**Activity**
From the records below, take each line where the string "opened" shows up and copy it.

**Dataset records**
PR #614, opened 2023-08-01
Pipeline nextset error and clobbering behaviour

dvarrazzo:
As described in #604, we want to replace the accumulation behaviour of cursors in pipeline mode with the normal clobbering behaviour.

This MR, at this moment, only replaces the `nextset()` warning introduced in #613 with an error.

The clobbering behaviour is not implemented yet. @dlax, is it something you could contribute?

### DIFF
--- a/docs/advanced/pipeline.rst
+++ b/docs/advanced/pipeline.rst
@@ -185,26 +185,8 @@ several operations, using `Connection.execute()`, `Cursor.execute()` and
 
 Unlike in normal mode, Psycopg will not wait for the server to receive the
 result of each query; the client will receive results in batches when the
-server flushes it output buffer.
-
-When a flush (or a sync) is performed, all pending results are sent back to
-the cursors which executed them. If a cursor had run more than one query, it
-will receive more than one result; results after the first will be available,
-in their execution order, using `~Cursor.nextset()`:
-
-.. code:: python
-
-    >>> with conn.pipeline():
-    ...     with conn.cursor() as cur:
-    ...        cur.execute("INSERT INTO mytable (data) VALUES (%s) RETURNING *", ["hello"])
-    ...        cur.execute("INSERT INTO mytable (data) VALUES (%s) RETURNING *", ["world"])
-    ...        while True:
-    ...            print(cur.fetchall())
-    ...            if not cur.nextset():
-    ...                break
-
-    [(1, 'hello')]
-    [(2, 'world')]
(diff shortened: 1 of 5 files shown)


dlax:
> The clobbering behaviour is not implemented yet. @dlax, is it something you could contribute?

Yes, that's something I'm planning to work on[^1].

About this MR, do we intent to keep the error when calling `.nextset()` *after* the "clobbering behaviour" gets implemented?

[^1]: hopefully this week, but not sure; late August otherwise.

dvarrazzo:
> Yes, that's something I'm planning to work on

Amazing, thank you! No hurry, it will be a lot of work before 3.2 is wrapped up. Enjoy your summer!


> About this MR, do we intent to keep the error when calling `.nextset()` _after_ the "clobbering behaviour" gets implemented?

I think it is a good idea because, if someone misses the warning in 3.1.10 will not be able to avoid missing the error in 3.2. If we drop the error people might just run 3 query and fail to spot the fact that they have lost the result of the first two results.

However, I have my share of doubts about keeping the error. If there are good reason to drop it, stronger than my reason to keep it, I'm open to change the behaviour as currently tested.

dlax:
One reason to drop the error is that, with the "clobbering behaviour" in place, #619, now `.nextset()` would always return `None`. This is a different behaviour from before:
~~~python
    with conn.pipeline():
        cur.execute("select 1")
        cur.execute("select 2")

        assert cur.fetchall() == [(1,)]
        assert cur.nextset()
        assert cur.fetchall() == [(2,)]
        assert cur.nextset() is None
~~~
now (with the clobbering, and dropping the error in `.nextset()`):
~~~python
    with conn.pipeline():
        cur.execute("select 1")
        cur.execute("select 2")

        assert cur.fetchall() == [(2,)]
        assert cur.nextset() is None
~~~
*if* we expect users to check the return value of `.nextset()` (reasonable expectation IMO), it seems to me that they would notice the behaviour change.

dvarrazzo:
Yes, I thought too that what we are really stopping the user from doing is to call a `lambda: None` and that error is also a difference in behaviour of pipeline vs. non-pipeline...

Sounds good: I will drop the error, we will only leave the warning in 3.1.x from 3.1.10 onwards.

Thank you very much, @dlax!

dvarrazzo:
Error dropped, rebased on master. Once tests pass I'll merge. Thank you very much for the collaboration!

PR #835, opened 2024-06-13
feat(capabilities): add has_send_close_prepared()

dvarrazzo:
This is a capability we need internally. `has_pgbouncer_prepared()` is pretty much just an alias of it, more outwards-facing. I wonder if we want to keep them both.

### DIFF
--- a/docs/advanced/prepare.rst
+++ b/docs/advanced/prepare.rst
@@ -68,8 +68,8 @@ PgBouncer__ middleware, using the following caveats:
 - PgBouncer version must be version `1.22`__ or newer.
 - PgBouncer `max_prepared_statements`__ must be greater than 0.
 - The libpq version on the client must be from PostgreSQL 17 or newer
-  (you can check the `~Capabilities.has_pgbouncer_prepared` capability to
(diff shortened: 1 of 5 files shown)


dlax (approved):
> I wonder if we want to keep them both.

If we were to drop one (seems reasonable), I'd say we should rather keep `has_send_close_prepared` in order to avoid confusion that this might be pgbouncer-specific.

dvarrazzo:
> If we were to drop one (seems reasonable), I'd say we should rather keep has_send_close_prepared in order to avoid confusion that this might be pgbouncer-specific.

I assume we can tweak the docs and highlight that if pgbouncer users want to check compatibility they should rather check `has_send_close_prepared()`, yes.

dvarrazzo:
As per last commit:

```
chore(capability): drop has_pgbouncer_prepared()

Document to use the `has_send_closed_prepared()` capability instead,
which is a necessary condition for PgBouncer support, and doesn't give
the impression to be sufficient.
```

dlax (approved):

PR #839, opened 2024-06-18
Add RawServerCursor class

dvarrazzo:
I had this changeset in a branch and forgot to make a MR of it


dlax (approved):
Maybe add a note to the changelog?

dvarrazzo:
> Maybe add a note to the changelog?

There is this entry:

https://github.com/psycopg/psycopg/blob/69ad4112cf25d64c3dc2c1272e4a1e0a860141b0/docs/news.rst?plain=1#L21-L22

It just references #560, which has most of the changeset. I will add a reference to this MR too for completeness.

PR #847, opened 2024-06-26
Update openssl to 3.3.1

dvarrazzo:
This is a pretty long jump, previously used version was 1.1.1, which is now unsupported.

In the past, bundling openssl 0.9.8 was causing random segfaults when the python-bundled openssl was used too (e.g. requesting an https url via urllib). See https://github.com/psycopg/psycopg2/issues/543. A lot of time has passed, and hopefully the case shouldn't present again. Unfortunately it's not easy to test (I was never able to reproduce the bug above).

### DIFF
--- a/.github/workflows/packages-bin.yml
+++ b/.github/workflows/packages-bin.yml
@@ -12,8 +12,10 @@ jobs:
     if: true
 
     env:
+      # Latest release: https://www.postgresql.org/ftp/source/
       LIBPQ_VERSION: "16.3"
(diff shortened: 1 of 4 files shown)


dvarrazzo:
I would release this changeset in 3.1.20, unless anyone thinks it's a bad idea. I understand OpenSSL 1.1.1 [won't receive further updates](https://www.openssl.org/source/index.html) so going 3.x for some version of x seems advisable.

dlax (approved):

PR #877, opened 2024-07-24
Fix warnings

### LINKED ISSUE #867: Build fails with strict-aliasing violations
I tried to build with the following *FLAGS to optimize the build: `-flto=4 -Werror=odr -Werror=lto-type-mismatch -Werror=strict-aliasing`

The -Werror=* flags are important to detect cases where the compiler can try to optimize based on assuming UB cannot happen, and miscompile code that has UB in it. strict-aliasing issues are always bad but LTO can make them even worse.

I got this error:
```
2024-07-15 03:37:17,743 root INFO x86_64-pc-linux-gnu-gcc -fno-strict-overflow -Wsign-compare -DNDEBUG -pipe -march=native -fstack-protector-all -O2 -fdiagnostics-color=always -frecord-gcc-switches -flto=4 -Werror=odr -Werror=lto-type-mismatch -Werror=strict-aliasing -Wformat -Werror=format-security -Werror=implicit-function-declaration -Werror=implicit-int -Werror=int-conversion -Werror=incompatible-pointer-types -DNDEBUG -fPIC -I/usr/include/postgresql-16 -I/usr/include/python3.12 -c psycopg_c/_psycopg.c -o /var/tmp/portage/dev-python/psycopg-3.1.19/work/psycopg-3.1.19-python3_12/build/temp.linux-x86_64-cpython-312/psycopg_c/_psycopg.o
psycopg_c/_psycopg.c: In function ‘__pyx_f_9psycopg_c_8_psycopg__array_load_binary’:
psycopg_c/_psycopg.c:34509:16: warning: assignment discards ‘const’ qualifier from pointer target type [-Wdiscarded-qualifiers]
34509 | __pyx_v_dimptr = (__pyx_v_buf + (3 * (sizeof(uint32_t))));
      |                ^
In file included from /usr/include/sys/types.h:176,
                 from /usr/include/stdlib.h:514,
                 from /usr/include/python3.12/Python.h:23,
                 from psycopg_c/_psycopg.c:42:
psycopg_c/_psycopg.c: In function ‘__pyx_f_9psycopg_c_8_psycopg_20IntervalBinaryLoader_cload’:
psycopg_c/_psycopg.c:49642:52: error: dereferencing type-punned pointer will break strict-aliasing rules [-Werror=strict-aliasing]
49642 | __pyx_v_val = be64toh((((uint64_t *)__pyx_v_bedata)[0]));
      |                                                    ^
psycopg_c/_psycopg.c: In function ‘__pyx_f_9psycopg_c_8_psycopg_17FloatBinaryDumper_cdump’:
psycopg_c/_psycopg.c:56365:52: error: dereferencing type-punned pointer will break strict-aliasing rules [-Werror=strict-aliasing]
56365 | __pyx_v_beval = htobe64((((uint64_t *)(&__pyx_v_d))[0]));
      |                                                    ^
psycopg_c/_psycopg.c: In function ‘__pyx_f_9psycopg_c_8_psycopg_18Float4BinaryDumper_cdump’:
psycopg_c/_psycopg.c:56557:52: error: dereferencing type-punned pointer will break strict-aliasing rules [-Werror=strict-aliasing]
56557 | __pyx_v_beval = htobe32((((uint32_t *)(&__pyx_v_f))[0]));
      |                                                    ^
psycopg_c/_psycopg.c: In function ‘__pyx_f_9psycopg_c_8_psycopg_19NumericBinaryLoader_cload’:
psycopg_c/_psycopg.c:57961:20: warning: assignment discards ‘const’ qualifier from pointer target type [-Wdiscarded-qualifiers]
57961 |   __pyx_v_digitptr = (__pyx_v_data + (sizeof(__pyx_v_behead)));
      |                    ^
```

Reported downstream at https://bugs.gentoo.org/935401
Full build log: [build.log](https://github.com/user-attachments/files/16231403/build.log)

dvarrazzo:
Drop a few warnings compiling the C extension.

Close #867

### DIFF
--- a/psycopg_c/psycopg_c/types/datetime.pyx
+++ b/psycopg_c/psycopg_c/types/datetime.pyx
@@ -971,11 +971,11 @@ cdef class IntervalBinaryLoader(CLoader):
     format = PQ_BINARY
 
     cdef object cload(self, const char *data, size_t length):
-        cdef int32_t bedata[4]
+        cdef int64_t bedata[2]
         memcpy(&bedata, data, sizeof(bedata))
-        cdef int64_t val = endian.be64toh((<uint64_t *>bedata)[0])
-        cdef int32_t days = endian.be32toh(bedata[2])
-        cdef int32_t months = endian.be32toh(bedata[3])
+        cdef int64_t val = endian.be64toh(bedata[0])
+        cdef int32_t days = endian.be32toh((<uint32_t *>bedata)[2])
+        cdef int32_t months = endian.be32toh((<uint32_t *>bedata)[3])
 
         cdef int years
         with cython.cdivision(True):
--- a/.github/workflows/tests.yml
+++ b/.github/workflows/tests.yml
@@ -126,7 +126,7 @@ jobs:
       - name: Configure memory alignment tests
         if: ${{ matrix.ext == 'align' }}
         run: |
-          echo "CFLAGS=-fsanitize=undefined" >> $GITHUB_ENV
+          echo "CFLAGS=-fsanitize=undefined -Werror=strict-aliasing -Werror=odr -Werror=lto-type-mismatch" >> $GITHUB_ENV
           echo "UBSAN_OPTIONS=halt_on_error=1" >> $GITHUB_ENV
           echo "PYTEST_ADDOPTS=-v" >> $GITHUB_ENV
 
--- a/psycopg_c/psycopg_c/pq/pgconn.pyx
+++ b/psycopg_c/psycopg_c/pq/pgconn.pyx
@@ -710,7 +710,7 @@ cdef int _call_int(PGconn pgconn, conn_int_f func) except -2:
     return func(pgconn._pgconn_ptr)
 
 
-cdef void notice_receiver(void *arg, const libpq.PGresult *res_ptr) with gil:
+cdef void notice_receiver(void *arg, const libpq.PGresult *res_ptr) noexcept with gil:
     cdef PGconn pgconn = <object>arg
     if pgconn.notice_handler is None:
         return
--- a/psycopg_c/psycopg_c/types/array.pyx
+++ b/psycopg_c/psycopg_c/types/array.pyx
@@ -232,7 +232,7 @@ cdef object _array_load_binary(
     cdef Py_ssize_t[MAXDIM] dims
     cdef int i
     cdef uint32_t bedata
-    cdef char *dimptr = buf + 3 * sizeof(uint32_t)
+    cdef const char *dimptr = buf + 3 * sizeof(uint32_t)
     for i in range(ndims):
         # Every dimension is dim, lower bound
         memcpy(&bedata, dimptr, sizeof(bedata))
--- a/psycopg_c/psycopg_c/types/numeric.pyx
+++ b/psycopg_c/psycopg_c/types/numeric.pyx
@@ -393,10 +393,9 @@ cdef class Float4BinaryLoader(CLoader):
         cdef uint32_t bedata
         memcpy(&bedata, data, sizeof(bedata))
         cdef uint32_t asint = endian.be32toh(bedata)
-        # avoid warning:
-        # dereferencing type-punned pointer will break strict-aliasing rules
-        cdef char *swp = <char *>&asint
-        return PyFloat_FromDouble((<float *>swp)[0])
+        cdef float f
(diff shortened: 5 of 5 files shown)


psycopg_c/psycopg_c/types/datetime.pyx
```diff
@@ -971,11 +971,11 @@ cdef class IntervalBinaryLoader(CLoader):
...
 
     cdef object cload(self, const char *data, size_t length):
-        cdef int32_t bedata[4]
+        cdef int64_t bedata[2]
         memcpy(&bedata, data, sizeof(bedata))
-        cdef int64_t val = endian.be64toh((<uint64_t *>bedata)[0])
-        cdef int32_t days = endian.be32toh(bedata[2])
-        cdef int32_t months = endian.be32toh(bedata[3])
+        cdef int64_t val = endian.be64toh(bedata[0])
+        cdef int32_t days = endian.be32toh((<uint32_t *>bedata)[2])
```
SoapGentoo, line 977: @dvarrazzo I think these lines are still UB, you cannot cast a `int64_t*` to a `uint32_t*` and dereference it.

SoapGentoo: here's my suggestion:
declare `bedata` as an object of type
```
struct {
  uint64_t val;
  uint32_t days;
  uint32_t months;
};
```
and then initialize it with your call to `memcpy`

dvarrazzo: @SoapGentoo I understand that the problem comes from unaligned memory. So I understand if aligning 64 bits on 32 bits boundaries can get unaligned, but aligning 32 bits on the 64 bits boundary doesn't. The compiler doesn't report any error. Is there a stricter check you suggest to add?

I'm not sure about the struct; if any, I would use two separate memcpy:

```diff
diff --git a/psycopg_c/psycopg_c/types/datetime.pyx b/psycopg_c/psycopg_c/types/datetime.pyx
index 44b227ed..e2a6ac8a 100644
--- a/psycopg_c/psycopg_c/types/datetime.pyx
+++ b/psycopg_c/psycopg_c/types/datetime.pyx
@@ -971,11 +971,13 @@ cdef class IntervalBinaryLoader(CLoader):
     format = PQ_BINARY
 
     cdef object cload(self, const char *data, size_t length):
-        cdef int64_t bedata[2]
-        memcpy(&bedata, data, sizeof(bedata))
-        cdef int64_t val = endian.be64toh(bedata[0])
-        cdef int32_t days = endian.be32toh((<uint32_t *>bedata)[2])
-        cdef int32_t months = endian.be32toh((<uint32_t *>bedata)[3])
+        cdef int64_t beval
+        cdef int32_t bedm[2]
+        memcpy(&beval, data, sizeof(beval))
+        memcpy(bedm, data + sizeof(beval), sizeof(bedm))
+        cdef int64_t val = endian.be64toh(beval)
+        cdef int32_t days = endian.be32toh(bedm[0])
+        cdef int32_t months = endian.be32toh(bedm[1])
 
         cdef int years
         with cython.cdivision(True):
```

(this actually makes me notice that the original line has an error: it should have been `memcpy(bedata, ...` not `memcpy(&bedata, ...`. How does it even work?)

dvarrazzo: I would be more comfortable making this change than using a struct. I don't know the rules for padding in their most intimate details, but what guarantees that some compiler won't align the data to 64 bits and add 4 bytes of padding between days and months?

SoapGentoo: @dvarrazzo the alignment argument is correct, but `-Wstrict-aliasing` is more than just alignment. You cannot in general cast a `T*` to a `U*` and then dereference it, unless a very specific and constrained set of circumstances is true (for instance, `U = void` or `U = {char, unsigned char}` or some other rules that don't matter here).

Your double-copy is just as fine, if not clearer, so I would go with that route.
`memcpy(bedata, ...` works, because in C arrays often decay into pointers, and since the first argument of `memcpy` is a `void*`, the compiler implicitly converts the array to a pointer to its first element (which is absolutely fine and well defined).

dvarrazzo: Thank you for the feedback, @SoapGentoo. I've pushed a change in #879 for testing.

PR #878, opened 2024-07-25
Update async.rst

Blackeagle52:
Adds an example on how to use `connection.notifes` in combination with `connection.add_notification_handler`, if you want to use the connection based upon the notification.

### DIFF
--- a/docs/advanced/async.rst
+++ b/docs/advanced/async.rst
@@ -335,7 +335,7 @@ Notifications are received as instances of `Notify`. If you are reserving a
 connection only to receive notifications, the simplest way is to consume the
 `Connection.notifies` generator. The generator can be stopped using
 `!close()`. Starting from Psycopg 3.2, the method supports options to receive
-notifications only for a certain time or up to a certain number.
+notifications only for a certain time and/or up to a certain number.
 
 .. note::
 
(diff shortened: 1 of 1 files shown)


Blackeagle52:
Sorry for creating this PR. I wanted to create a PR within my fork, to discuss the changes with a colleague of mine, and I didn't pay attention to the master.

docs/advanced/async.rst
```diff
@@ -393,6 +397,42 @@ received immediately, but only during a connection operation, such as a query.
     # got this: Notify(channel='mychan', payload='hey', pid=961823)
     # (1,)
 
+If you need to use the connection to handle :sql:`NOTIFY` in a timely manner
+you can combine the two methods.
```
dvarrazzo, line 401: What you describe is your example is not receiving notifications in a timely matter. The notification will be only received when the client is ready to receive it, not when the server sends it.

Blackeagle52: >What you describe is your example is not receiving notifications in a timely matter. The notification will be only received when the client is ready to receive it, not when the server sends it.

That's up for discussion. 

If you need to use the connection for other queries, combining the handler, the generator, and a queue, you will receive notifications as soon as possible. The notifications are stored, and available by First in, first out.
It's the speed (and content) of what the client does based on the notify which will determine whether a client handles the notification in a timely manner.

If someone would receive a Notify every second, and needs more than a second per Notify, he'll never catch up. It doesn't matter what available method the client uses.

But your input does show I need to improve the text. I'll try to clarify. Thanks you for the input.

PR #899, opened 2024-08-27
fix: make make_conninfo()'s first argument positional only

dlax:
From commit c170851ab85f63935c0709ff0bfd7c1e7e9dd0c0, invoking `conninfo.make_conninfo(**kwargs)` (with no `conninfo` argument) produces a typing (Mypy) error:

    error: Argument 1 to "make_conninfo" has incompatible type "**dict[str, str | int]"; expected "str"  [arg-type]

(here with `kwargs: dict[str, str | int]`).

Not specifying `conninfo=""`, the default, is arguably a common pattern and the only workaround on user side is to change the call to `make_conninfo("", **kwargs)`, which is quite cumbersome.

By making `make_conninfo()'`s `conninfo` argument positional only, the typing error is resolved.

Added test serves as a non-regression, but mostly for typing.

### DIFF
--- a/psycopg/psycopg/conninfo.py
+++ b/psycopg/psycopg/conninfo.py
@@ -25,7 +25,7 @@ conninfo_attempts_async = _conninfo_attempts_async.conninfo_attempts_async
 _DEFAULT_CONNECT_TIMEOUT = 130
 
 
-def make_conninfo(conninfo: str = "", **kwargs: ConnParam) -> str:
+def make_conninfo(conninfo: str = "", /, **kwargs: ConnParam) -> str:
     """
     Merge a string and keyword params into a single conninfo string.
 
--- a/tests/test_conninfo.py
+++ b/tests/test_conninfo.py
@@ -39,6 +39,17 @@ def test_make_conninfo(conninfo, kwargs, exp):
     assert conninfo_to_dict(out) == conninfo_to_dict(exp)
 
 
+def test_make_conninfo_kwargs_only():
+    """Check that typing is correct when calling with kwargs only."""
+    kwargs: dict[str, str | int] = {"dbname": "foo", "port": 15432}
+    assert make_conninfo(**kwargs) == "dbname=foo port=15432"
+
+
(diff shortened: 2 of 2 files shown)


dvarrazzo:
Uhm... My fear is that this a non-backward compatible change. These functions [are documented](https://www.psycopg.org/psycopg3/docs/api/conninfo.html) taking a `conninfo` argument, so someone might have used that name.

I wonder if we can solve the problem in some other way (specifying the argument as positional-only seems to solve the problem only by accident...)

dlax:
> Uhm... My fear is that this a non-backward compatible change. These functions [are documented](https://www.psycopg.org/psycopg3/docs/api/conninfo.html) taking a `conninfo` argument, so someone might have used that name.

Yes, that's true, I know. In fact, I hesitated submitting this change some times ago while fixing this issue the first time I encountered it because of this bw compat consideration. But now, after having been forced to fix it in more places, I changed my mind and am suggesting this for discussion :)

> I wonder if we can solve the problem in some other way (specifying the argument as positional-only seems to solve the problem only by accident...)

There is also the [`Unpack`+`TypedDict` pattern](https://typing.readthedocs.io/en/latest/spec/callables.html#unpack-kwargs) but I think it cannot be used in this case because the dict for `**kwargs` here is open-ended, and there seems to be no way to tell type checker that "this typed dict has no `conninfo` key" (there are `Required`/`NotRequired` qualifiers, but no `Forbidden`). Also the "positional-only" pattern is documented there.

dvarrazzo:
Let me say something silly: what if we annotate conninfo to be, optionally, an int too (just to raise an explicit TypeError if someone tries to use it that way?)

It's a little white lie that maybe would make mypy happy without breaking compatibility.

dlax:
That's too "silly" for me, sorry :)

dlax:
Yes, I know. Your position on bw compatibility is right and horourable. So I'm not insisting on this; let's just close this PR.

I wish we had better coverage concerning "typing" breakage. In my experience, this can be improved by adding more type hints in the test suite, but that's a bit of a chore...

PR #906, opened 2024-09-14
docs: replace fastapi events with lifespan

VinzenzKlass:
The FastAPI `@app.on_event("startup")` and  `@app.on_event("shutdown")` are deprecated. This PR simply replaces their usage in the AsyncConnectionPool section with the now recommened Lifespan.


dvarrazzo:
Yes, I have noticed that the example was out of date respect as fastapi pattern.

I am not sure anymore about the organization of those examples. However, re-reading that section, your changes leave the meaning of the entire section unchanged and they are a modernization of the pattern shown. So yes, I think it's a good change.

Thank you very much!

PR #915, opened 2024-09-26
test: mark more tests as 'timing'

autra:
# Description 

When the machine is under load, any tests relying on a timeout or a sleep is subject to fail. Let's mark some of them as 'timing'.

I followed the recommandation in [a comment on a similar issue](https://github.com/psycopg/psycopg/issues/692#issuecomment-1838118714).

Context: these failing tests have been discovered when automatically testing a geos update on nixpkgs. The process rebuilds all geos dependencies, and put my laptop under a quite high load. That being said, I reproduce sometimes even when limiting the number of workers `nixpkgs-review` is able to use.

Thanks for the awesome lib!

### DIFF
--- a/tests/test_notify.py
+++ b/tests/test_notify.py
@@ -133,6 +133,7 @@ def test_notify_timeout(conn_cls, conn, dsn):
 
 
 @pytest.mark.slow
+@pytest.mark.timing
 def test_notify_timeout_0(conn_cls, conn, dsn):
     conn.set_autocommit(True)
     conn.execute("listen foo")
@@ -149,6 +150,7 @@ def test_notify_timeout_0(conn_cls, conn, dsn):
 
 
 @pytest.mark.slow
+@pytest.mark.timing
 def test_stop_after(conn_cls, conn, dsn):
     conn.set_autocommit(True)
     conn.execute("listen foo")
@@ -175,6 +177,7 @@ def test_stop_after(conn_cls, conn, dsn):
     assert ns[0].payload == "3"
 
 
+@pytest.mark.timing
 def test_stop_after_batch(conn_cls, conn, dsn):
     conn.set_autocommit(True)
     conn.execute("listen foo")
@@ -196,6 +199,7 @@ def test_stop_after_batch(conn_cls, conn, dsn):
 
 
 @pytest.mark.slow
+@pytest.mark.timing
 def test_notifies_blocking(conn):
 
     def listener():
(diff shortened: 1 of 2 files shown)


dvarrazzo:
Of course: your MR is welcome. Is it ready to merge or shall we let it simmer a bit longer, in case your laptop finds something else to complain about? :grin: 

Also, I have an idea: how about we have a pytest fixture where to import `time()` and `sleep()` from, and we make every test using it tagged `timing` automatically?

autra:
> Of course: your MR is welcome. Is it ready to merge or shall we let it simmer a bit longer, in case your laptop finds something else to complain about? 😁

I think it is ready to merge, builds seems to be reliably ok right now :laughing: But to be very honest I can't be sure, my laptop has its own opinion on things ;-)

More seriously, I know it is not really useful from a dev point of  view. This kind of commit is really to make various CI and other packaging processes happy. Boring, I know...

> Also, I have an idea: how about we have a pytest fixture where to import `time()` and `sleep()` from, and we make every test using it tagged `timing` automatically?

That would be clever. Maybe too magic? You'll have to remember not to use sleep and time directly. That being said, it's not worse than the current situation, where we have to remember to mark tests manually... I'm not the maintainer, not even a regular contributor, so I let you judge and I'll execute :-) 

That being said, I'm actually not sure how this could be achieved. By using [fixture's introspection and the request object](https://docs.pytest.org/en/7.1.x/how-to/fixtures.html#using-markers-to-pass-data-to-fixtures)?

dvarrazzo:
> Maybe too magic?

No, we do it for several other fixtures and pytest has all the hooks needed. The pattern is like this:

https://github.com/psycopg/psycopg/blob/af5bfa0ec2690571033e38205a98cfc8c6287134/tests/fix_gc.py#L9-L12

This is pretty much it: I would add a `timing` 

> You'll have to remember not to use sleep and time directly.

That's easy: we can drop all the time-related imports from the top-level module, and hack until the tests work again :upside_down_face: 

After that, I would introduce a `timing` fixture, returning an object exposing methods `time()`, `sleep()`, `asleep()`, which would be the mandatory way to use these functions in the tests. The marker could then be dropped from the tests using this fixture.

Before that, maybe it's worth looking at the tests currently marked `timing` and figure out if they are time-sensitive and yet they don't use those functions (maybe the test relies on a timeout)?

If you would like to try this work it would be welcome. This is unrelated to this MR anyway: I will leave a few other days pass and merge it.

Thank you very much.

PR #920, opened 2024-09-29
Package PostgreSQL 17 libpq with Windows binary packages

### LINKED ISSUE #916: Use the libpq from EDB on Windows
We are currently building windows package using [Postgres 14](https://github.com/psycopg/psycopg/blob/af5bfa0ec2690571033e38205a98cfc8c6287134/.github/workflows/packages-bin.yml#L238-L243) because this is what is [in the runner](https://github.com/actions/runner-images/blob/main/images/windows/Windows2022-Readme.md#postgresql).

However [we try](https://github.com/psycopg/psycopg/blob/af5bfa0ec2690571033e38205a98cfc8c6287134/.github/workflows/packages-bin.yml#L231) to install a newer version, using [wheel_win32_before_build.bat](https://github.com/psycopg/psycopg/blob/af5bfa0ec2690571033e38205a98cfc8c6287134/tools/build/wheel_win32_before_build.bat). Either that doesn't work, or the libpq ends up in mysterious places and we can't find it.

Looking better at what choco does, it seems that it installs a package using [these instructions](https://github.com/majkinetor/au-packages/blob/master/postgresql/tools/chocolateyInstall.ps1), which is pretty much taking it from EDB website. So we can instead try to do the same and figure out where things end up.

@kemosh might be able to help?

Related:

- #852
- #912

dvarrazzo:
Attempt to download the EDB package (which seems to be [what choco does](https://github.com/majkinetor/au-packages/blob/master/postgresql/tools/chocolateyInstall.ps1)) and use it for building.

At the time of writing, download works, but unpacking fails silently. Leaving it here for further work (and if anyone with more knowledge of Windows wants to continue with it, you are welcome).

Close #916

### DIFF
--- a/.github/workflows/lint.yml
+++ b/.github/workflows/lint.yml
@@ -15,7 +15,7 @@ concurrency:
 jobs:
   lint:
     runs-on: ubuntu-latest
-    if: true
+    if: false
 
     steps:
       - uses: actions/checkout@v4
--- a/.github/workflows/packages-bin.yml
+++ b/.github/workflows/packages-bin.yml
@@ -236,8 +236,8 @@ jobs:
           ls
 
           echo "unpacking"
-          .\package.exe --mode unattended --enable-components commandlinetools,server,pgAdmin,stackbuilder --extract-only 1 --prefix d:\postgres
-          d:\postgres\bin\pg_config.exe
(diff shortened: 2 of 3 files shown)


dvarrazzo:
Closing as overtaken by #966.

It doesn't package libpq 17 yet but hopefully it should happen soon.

**Your solution**
PR #614, opened 2023-08-01
PR #835, opened 2024-06-13
PR #839, opened 2024-06-18
PR #847, opened 2024-06-26
PR #877, opened 2024-07-24
PR #878, opened 2024-07-25
PR #899, opened 2024-08-27
PR #906, opened 2024-09-14
PR #915, opened 2024-09-26
PR #920, opened 2024-09-29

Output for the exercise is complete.